L’économie africaine traîne donc à l’heure des conséquences qui s’observent clairement à travers la flambée vertigineuse des prix des produits de grande consommation. Aujourd’hui, la certitude des diverses causes qui ont induit cette flambée éclosent d’elles-mêmes et laissent contrarier aisément l’augmentation des taxes par l’État central, pensée par certains citoyens.
Lorsqu’en février de cette année, la guerre éclata entre la Fédération de Russie et l’Ukraine, personne ne pensait que deux mois plus tard, les conséquences seraient si proches de nous au point de secouer nos ménages.
Le blé utilisé dans les industries béninoises étant selon l’Agence ANADOLU, cent pour cent russe, les difficultés liées donc à son approvisionnement, dans ces deux pays de l’ex-URSS, grands producteurs de ce produit dans le monde, ont provoqué une augmentation des prix du pain et autres produits connexes sur le marché. C’est le même phénomène qui s’observe pour les hydrocarbures et les intrants au plan mondial. Il est important de souligner que les conséquences de cette crise russo-ukrainienne viennent amplifier celles du phénomène COVID encore présentes.
Les perturbations dans la chaîne d’approvisionnement mondiale observées à travers la fermeture des frontières, la hausse des coûts de logistique et du fret maritime ont réduit l’offre face à la courbe ascendante de la demande.
La montée des prix du maïs, des produits provenant du manioc, de l’huile au Bénin s’explique aisément aujourd’hui par le déficit de production dans la filière céréale chez les pays frères comme le Nigeria et le Niger qui viennent s’approvisionner sous toutes les formes sur le marché béninois.
Face à cette situation préoccupante et d’envergure, les États africains ont pris diverses mesures d’urgence pour tenter de contenir la crise.

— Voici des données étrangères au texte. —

PR #1317, opened 2018-06-27
Fix an issue preventing events without dimensions to be send

### LINKED ISSUE #1315: Events with no dimension are not sent by SDK
I think this line is wrongly checking a nil dimensions instead of a non-nil error, which leads to the sdk not sending events with no dimensions:

https://github.com/parse-community/Parse-SDK-iOS-OSX/blob/b149cc0ab4a0c7bf38266bf271f5b2024e74cdf2/Parse/Parse/Internal/Analytics/Controller/PFAnalyticsController.m#L82

SebC99:
Fix #1315


flovilmart:
Looking great thanks!

PR #1323, opened 2018-07-19
Fix on OSX swift example to work push notifications on version 1.17.1

paivaric:
It's just a fix to make push notifications work on OSX.


flovilmart:
Thanks for the PR!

De manière générale, les États de la sous-région ont agi sur la fiscalité, les subventions ou le plafonnement des prix de certaines denrées. La soumission des exportations à autorisation pour le cas de la Côte d’Ivoire, les subventions du riz et de l’huile pour le Sénégal et l’augmentation des taxes sur le numérique afin de subventionner certaines denrées pour le cas du Ghana sont à rappeler.
Le gouvernement du Président Patrice TALON a aussi pris des mesures vigoureuses à plus de quatre-vingts milliards ( 80.000.000.000 FCFA) pour contrer la situation. Ces mesures passent par l’exonération de la TVA sur certains produits comme la farine de blé et l’huile végétale, le décaissement de près de cinq milliards ( 5.000.000.000 FCFA) le mois pour maintenir le prix du litre du gasoil à 600F CFA, la subvention et la réduction des prix des intrants agricoles pour encourager les cultivateurs sans oublier l’amélioration du pouvoir d’achat des travailleurs des secteurs publics et privés qui s’annonce.
Des réflexions approfondies s’imposent en tout état de cause afin de prévenir des crises du genre.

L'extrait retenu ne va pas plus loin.